- [Your assignment] The answer is every record that follows, printed exactly.

- [Records shown]

PR #3249, opened 2021-03-19
Block nested popups

### LINKED ISSUE #3160: about:blank popup intermittently stays on on acquireTokenSilent/acquireTokenPopup
## Library

- [X] `@azure/msal-browser@2.x.x`
- [X] `@azure/msal-react@1.x.x`

## Framework

React 16.4
- [ ] Angular
- [X] React
- [ ] Other

## Description
Hi Folks,

I'm using the libraries with the following versions:
```
    "@azure/msal-browser": "^2.12.0",
    "@azure/msal-react": "^1.0.0-beta.0"
```

Post logout redirect URL is `${window.location.origin}/` and redirectUrl is `redirectUri`
The as you can see seems to be failing intermittently. See the attached recording where all is working fine for several times until around the 50th second mark of the video the about:blank window stays hanging.
[Video clip recreating the issue](https://photos.app.goo.gl/A8oK5NQCPj21hYJr6)
Any idea what I'm might be doing wrong?
Thank you for the otherwise rock solid library.

Might be related to: https://github.com/AzureAD/microsoft-authentication-library-for-js/pull/2842

FYI: @tnorling , @jo-arroyo , @jasonnutter , @pkanher617 
_Originally posted by @gabriel-kohen-by in https://github.com/AzureAD/microsoft-authentication-library-for-js/issues/2842#issuecomment-792864888_
## MSAL Configuration

```js
const msalProviderConfig = {
  type: 'popup',
  msalConfig: {
    auth: {
      clientId,
      authority,
      redirectUri,
      postLogoutRedirectUri,
    },
    system: {
      loggerOptions: {
        loggerCallback: getLoggerCallback(),
      },
    },
  },
  silentRequestConfig: {
    scopes: [scopes, 'offline_access'],
  },
  endSessionRequestConfig: {},
  loginRequestConfig: {
    scopes: [scopes, 'offline_access'],
  },
};
```

## Reproduction steps
Open a SPA page triggering getting of a token with 

## Expected behavior
Close any popup if we resolved the promise coming back from asking for an access token.

## Identity Provider

- [ ] Azure AD
- [ ] Azure B2C Basic Policy
- [X] Azure B2C Custom Policy
- [ ] ADFS
- [ ] Other

## Browsers/Environment

- [X] Chrome
- [ ] Firefox
- [ ] Edge
- [X] Safari
- [ ] IE

## Regression

- [X ] Did this behavior work before?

- [Result for this task]
PR #3249, opened 2021-03-19
Block nested popups

### LINKED ISSUE #3160: about:blank popup intermittently stays on on acquireTokenSilent/acquireTokenPopup
## Library

- [X] `@azure/msal-browser@2.x.x`
- [X] `@azure/msal-react@1.x.x`

## Framework

React 16.4
- [ ] Angular
- [X] React
- [ ] Other

## Description
Hi Folks,

I'm using the libraries with the following versions:
```
    "@azure/msal-browser": "^2.12.0",
    "@azure/msal-react": "^1.0.0-beta.0"
```

Post logout redirect URL is `${window.location.origin}/` and redirectUrl is `redirectUri`
The as you can see seems to be failing intermittently. See the attached recording where all is working fine for several times until around the 50th second mark of the video the about:blank window stays hanging.
[Video clip recreating the issue](https://photos.app.goo.gl/A8oK5NQCPj21hYJr6)
Any idea what I'm might be doing wrong?
Thank you for the otherwise rock solid library.

Might be related to: https://github.com/AzureAD/microsoft-authentication-library-for-js/pull/2842

FYI: @tnorling , @jo-arroyo , @jasonnutter , @pkanher617 
_Originally posted by @gabriel-kohen-by in https://github.com/AzureAD/microsoft-authentication-library-for-js/issues/2842#issuecomment-792864888_
## MSAL Configuration

```js
const msalProviderConfig = {
  type: 'popup',
  msalConfig: {
    auth: {
      clientId,
      authority,
      redirectUri,
      postLogoutRedirectUri,
    },
    system: {
      loggerOptions: {
        loggerCallback: getLoggerCallback(),
      },
    },
  },
  silentRequestConfig: {
    scopes: [scopes, 'offline_access'],
  },
  endSessionRequestConfig: {},
  loginRequestConfig: {
    scopes: [scopes, 'offline_access'],
  },
};
```

## Reproduction steps
Open a SPA page triggering getting of a token with 

## Expected behavior
Close any popup if we resolved the promise coming back from asking for an access token.

## Identity Provider

- [ ] Azure AD
- [ ] Azure B2C Basic Policy
- [X] Azure B2C Custom Policy
- [ ] ADFS
- [ ] Other

## Browsers/Environment

- [X] Chrome
- [ ] Firefox
- [ ] Edge
- [X] Safari
- [ ] IE

## Regression

- [X ] Did this behavior work before?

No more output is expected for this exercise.